2. The multi-line structured light based integrated strip flatness and width detection apparatus of claim 1, wherein, the plate and strip flatness and width comprehensive detection device based on the multi-line structured light further comprises an installation platform; the mounting platform is arranged right above the plate belt running roller way and transversely spans the plate belt running roller way; the industrial area array camera and the multi-line structured light source are arranged in the mounting platform.

3. The multi-line structured light based integrated strip flatness and width detection apparatus of claim 1, wherein, the plate and strip flatness and width comprehensive detection device based on the multi-line structured light further comprises a display; the display is in communication connection with the image processing server; and after the image processing server calculates flatness and width of a plurality of positions in the full-length range of the plate strip based on the image acquired by the industrial area array camera and combined with the camera calibration result, the display is used for displaying the calculation result of the image processing server.

4. The multi-line structured light-based integrated detection device for flatness and width of a plate strip of claim 1, further comprising a water cooling device, wherein the industrial area camera and the multi-line structured light source are connected with the water cooling device; the water cooling equipment is used for cooling the industrial area array camera and the multi-line structured light source.

5. The integrated detection device for flatness and width of a strip based on multi-line structured light according to claim 1, wherein the number of line structured light projected by the multi-line structured light source is not less than 3.

6. The integrated strip flatness and width detection apparatus of claim 5, wherein the light planes of each line structured light projected by the multi-line structured light source are parallel to each other, and the distances between the light planes of any two adjacent line structured lights are equal.

7. The integrated multi-line structured light-based strip flatness and width detection apparatus of claim 6, wherein a distance between light planes of adjacent two line structured lights is 30-300 mm.

8. The multi-line structured light based integrated plate and strip flatness and width detection device of claim 1, wherein the preset included angle is 20-70 degrees, and the shooting field of view of the camera covers all line structured light.

9. The multi-line structured light-based integrated plate and strip flatness and width detection device of claim 1, wherein the calculation formula of the shooting frequency is:

Wherein η represents a photographing frequency; v represents the running speed of the plate belt; l represents the distance between the light planes of two adjacent line structured lights; m represents the number of line structured light rays projected by the multi-line structured light source.

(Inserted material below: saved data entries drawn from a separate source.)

PR #264, opened 2023-02-18
Add txHash to AckWithMetadata

webmaster128:
This is useful if you want to learn more about what happened in the ack, e.g. by querying the events of the transaction. We could also add the events directly, but the transaction hash is a bit simpler and more generic.

### DIFF
--- a/src/lib/endpoint.ts
+++ b/src/lib/endpoint.ts
@@ -135,15 +135,15 @@ export class Endpoint {
     }
 
     const search = await this.client.tm.txSearchAll({ query });
-    const resultsNested = search.txs.map(({ height, result }) => {
+    const out = search.txs.flatMap(({ height, result }) => {
       const parsedLogs = logs.parseRawLog(result.log);
       // const sender = logs.findAttribute(parsedLogs, 'message', 'sender').value;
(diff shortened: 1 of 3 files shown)


src/lib/endpoint.ts
```diff
@@ -135,15 +141,18 @@ export class Endpoint {
...
-    const resultsNested = search.txs.map(({ height, result }) => {
+    const out = search.txs.flatMap(({ height, result, hash }) => {
       const parsedLogs = logs.parseRawLog(result.log);
       // const sender = logs.findAttribute(parsedLogs, 'message', 'sender').value;
-      return parseAcksFromLogs(parsedLogs).map((ack) => ({
-        height,
-        ...ack,
-      }));
+      return parseAcksFromLogs(parsedLogs).map(
+        (ack): AckWithMetadata => ({
```
ethanfrey, line 148: Better place to annotate

src/lib/endpoint.ts
```diff
@@ -135,15 +141,18 @@ export class Endpoint {
...
+          height,
+          txHash: toHex(hash).toUpperCase(),
```
ethanfrey, line 150: nice addition

ethanfrey (approved):
lgtm

PR #265, opened 2023-03-07
Upgrade CosmJS to 0.30

webmaster128:


webmaster128:
> lgtm? why stuck?

No particular reason. Just not yet reviewed. Do you need this PR or a ts-relayer release with ComsJS 0.30?

PR #270, opened 2023-06-22
Upgrade CosmJS to 0.31 and cosmjs-types to 0.8.0

webmaster128:


src/lib/ibcclient.ts
```diff
@@ -705,7 +705,7 @@ export class IbcClient {
       value: MsgUpdateClient.fromPartial({
         signer: senderAddress,
         clientId,
-        header: {
+        clientMessage: {
```
ethanfrey, line 708: This only works with newer versions of the SDK then?
It would be good to document compatibility

ethanfrey (approved):
Looks good. Wonder about compatibility with the protobuf message

src/lib/ibcclient.ts
webmaster128: The field was renamed in https://github.com/cosmos/ibc-go/pull/1871. But since it is the same field number in the protobuf serialization as before I assume nothing bad happens with the change 🤞

ethanfrey: Only difference is amino signing, then? Which likely isn't relevant here

PR #275, opened 2023-11-28
feat: Packet-level filtering

clockworkgr:
This PR adds the option to only relay specific packets that are of interest to the app developer.

In order to avoid unnecessary development and maintenance overhead, the filtering mechanism is left entirely to the app developer.

This is achieved by defining a new function type: `PacketFilter` that takes a `Packet` as an argument and returns `true` if it should be relayed and `false` if it should be ignored.

Implementation of this function is left to the application developer and can be used by setting it via `link.setFilter(packetFilter: PacketFilter)`  on the `Link` instance. 

This PR also includes the complementary `Link.clearFilter()` method.

### DIFF
--- a/src/lib/link.ts
+++ b/src/lib/link.ts
@@ -38,7 +38,7 @@ export function otherSide(side: Side): Side {
   }
 }
 /**
- * PacketFilter is the type for a function that accepts a Packet and returns a boolean definign whether to relay the packet or not
+ * PacketFilter is the type for a function that accepts a Packet and returns a boolean defining whether to relay the packet or not
  */
 
 export type PacketFilter = (packet: Packet) => boolean;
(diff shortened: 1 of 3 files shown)


src/lib/link.ts
```diff
@@ -37,6 +37,11 @@ export function otherSide(side: Side): Side {
     return 'A';
   }
 }
+/**
+ * PacketFilter is the type for a function that accepts a Packet and returns a boolean definign whether to relay the packet or not
+ */
+
+export type PacketFilter = (packet: Packet) => boolean;
```
webmaster128, line 44: This empty line between doc comment and type seems off. It probably will cause the doc comment to not be found

webmaster128 (commented):
Filtering looks good to me, just the newline

PR #277, opened 2023-11-29
fix: Ensure CommitSig Timestamp is empty if BlockIdFlag is ABSENT -- DO_NOT_MERGE

clockworkgr:


clockworkgr:
Best if we close this in favour of https://github.com/cosmos/cosmjs/pull/1516 (assuming it works, which it should)

clockworkgr:
> Best if we close this in favour of [cosmos/cosmjs#1516](https://github.com/cosmos/cosmjs/pull/1516) (assuming it works, which it should)

Tested [cosmos/cosmjs#1516](https://github.com/cosmos/cosmjs/pull/1516) and it works. Probably a better solution

clockworkgr:
Closing in favour of https://github.com/confio/ts-relayer/pull/278

PR #279, opened 2023-12-06
feat: Switch to events parsing

clockworkgr:
Raw logs have been deprecated in SDK 0.50.0 so switching to `result.events` to get IBC client/connection/channel data.


webmaster128:
Much nicer that way :)

PR #967, opened 2025-12-11
nix: add QML dependencies to dms-shell package

LuckShiba:
Removes `enableSystemSound` option in the modules and adds `qtmultimedia`, `kirigami` and `sonnet` QML import paths into `dms-shell` package instead. qtmultimedia, in the way it was before, wouldn't work without adding the import path.


LuckShiba:
Rebased on master.

PR #981, opened 2025-12-11
Add lock screen layout settings

pihomeserver:
Add a layout setting block for the lock screen to make it more customisable or minimalist
- Show/hide system time
- Show/hide system date
- Show/hide profile icon
- Show/hide system icons and weather
- Show/hide password field until a key is pressed

If this PR is ok I will push another one with more settings (font color, size, opacity, etc.)

### DIFF
--- a/quickshell/Modules/Settings/LockScreenTab.qml
+++ b/quickshell/Modules/Settings/LockScreenTab.qml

10. The multi-line structured light based integrated board strip flatness and width detection device of claim 1, wherein the image processing server is specifically configured to:

firstly, extracting an interested region from an image acquired by the industrial area array camera by adopting a threshold segmentation algorithm; secondly, extracting line structure light center line coordinates of sub-pixel precision through a Gaussian operator based on the extracted region of interest; then, end point coordinates of intersection of the line structure light and two sides of the plate belt are obtained through edge point identification, and the width of the plate belt is calculated; and finally, calculating wave height and plate band flatness according to the line coordinates of the light central lines of the plurality of line structures.